Fazla söze hacet yok. İmanî mevzuları ve birçok cevapsız kalan soruları “iki kere iki dört” katiyetiyle ispat ve izah etmiş Said Nursi Lem’alar’da.
Kitapta özellikle 30. Lem’a’yı okurken çok büyük lezzet aldım. Ruh kanatlandı ve ufuk alabildiğince uzaklara açıldı… Çok başka, “dünyada yazılmamış” sanki 30. Lem’a…

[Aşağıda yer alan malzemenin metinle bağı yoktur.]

PR #371, opened 2025-05-21
ADR-1921: Fix content on a page in the spirits journey

Bradleigh-L:


matthew-goh (approved):
Although the updated message is now not consistent with the other regimes due to the addition of "(SPR)" in brackets and decapitalisation of "alcohol by volume", there is another ticket ADR-1860 in next sprint to change this on all pages.
Wandi has thus suggested that we go ahead with the change here.

PR #375, opened 2025-05-23
ADR-1955 Increase space between task list and BTA link

matthew-goh:
Before:
ADR-1955 before

After:
ADR-1955 after


matthew-goh:
PR bot comments addressed on ADR-1600

simondrugan16 (approved):

PR #376, opened 2025-05-28
ADR-1574 Return submitted page enhancements

matthew-goh:
From the 26th to the end of the month, we must time travel to the next month to test the scenario where payment is not overdue

### DIFF
--- a/app/views/checkAndSubmit/ReturnSubmittedView.scala.html
+++ b/app/views/checkAndSubmit/ReturnSubmittedView.scala.html
@@ -67,13 +67,9 @@
 
         @subHeading(messages("returnSubmitted.whatHappensNext"))
 
-        @if(viewModel.isPaymentOverdue) {
-            @paragraph(messages("returnSubmitted.positive.p1.overdue", viewModel.formattedPaymentDueDate))
-        } else {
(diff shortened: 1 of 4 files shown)


app/views/checkAndSubmit/ReturnSubmittedView.scala.html
```diff
@@ -57,17 +57,22 @@
...
                 link(
                     id = "view-return-link",
                     text = messages("returnSubmitted.viewReturnLink.text"),
                     href = controllers.returns.routes.ViewReturnController.onPageLoad(viewModel.periodKey).url
         )))
 
-        @subHeading(messages("returnSubmitted.positive.h1"))
+        @subHeading(messages("returnSubmitted.whatHappensNext"))
+
+        @if(viewModel.isPaymentOverdue) {
```
ajchilts, line 70: As this is logic should it live in the view model? I know we just did a load of work to move any logic into view models.

matthew-goh: In this case, because it's just one message, yes, the whole message could be passed in through the view model.

My thinking had been influenced by `@if(viewModel.returnDetails.isAmountGreaterThanZero)` in this view, as well as the logic in ViewPastPaymentsView, both of which have already been refactored and involve checking a Boolean value in the view model.

ajchilts (approved):
LGTM 👍

PR #389, opened 2025-06-13
ADR-2093: Focus status for Page not working properly link is not consistent

Bradleigh-L:


app/views/templates/Layout.scala.html
```diff
@@ -93,7 +93,7 @@
 @content = {
     @contentBlock
 
-    <div class="@Css.marginTop8CssClass">
+    <div class="govuk-!-margin-bottom-1 govuk-!-margin-top-8">
```
ajchilts, line 96: Can you please add this to the Css constants class?

ajchilts (changes requested):

ajchilts (approved):

PR #391, opened 2025-06-19
ADR-2072: Add link "Go back to view all tasks" on Return Journey

Bradleigh-L:


app/config/Constants.scala
```diff
@@ -26,6 +26,20 @@ object Constants {
 
   val noDetailsValue: String = "no-details"
 
+  val excludedBackLinkPaths: Set[String] = Set(
```
matthew-goh, line 29: I wonder if we should call these e.g. excludedReturnToTaskListPaths to avoid confusion with the actual back link

matthew-goh:
I also wonder if it's bette to have another Boolean parameter for the task list link here in the Layout instead of the list of paths in Constants:
`@(pageTitle: String, showBackLink: Boolean = true, ...)`
Then on each view where we don't want the link, we can put e.g. `showTaskListLink = false`, which should be clear and easy to maintain

app/views/templates/Layout.scala.html
```diff
@@ -15,6 +15,7 @@
  *@
 
 @import config.FrontendAppConfig
+@import config.Constants
```
matthew-goh, line 18: This import is no longer needed?

conf/messages.cy
```diff
@@ -1245,4 +1245,6 @@ returnSubmitted.noDetails.viewPayments = gwirio faint o doll sydd arnoch
 returnSubmitted.noDetails.p2 = Gall y manylion a nodwyd gennych yn y datganiad hwn gymryd hyd at 2 ddiwrnod gwaith i gael eu diweddaru yn ein gwasanaeth.
 returnSubmitted.noDetails.p3 = Defnyddiwch eich cyfeirnod o’r datganiad hwn fel cyfeirnod talu os oes angen i chi dalu unrhyw doll.
 
+viewAllTasks.Link.text = Ewch yn ôl i fwrw golwg dros yr holl dasgau
```
matthew-goh, line 1248: Maybe we should put this message somewhere near the task list messages (around line 245) instead of in the Check and submit sub-journey?

app/views/components/ReturnToTaskList.scala.html
```diff
@@ -0,0 +1,28 @@
...
+@import uk.gov.hmrc.hmrcfrontend.views.html.helpers.HmrcLayout
+@import uk.gov.hmrc.hmrcfrontend.views.viewmodels.language.{En, Cy}
+
+@this()
+
+@()(implicit messages: Messages)
+
+<p class="govuk-body">
+ <a href="@TaskListController.onPageLoad.url" class="govuk-link govuk-link--no-visited-state">@messages("viewAllTasks.Link.text")</a>
+</p>
```
matthew-goh, line 28: Perhaps this can use `linkNoVisitedStateCssClass`, or even the `Paragraph` and `Link` components?

matthew-goh:
So the link hasn't been added to MultipleSPRListView, AdjustmentListView and AdjustmentRepackagedTaxTypeView - is this intended?
Noted that AdjustmentRepackagedTaxTypeView will be removed when we make the changes to auto-populate the repackaged tax type

matthew-goh (approved):

matthew-goh:
Contained in ADR-2135, which has been merged

PR #213, opened 2019-07-18
Only Render DUL Panel in CG

wloforteBroad:
## Addresses
No ticket

## Changes
Added isRender property to DUL panel to make it visible only in CG Documents

## Testing
DUL Panel should not appear in Project Documents page

---


wloforteBroad:
Thanks all!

Onbirinci Lem’a’da da Efendimiz a.s sünnetine be uygulanmasına dair muazzam bir sunumu var Said Nursi’nin. Çok öz ve manidardır, sünnet-i seniyyeye dair, Onbirinci Lem’a.
Sondaki “Münacat” kısmıysa, Risale-i Nur külliyatının sıkışmış, sıkıştırılmış özü gibi. Bir çekirdek misali. Okuyunca anlayacaksınız.
Risale-i Nur okuyanlar bilir ki, bir defayla okunup atılmaz bu kitaplar. Hep okumalı, sürekli okunmalı, dönüp dönüp tekrar okunmalı Risale-i Nur. Her okunuşta farklı diyarların kapılarını aralar size Risale-i Nur. Okudukça kalbiniz ve ruhunuz yükselişe geçer, bunu hissedersiniz.
Risale-i Nur, müslümanların değil tüm insanlığın kitabıdır. Zira dil ve üslubu da bize bunu söyler. Herkes okumalı, ama herkes. Ate de okumalı, Hristiyan da okumalı, Yahudi de, Hindu da. Ama en çok Müslüman okumalı.